1. Understand the scope: As Doug Henschen notes, many of the problems associated with getting value out of a big data strategy come from not fully understanding the scope of your goals, and what those really require. Taking a “boil the ocean” approach to a project might seem to suit “big” data applications, but matching resources to benchmarks is the smarter approach to ensuring that investments made in both the underlying infrastructure and the big data use cases yield the kind of results that merit an increased footprint.

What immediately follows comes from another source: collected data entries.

PR #2010, opened 2026-05-21
Projects page redesign

Innders:
# Projects Page
### A page dedicated to viewing and managing projects.

- Replaces the old Dashboard page
- Moved navbar Projects button to left, removed label and changed icon.
- Supports project folders and all project folder management
- Improve project details panel that's more in line with the entity details panel.
- Support editing project attributes inline
- All project actions on right click are supported

# ListTable
### A new reusable table component that functions more like a list of items with adjustable columns.

- Keyboard support
- Supports column resizing, reordering, sorting and grouping
- Grouping (by multiple levels support) through tree structured data
- Right click context menu API
- Re-ordering items support 
- Uses tanstack table
- Virtualized rows with lazy loading support
- Inline cell editing
- Selection and multi selection of rows support

image


martastain (changes requested):
- [x] - It is not possible to access skeleton projects?
- [x] - One of the column is "Folder" which show the folder id. It should be a label
- [x] - Attribute column headers show the attribute name instead of title
- [x] - Clicking a project requests the project thumbnail 6x every time
- [x] - Project folders no longer require powerpack installed?
- [ ] - When editing a first project in the group, it is easy to misclick and hit the "group row" and collapse the whole group. especially when you scroll right, it is very confusing. 
- [ ] - Could we pin the project label column so it is always visible? even when scrolling horizontally?

Patching a project loads the thumbnail 8x, and then uses 4 different api calls to reload the data:

- [x] - graphql project list
- [x] - 2x get project list endpoint
- [x] - 1x get project details

image


- [x] - With every folder deeper, thumbnail aspect ratio breaks more and more until it is just a vertical line. I'd say the thumbnail can maintain the aspct ratio specified by resolutionWidth and resoulutionHeight attributes (or the image itself)

image

Innders:
> Patching a project loads the thumbnail 8x, and then uses 4 different api calls to reload the data:
> 
> * [x]  - graphql project list
> * [x]  - 2x get project list endpoint
> * [x]  - 1x get project details

There might be other components using those queries so the data needs refreshing

src/pages/ProjectManagerPage/ProjectManagerPage.jsx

[See Why Big Data and Cloud Go Together]
2. Build your foundation for efficiency: Big data is only going to get bigger, so provisioning the correct amount of the right cloud resources is key to ensuring that any big data project can achieve the value its investments require. Less than half of current big data projects are being completed, with almost 60% showing difficulties because the scope of the project was not appropriately planned for, an Infochimps survey has found it’s important to match resources to need, especially when different levels of a Hadoop cluster demand different tools to work as efficiently as possible.
3. Understand your need for speed: How fast do you need to turn your data into something? This question might seem simple on the surface, but it actually points to a larger issue that cloud computing, in particular, is well suited to handle. Big data grows exponentially, so the compute resources being brought to bear in organizing and running the data have to be similarly exponential. The only platform to provide that level of scalability is cloud.
[See 3 Big Questions Surrounding Data Security in the Cloud]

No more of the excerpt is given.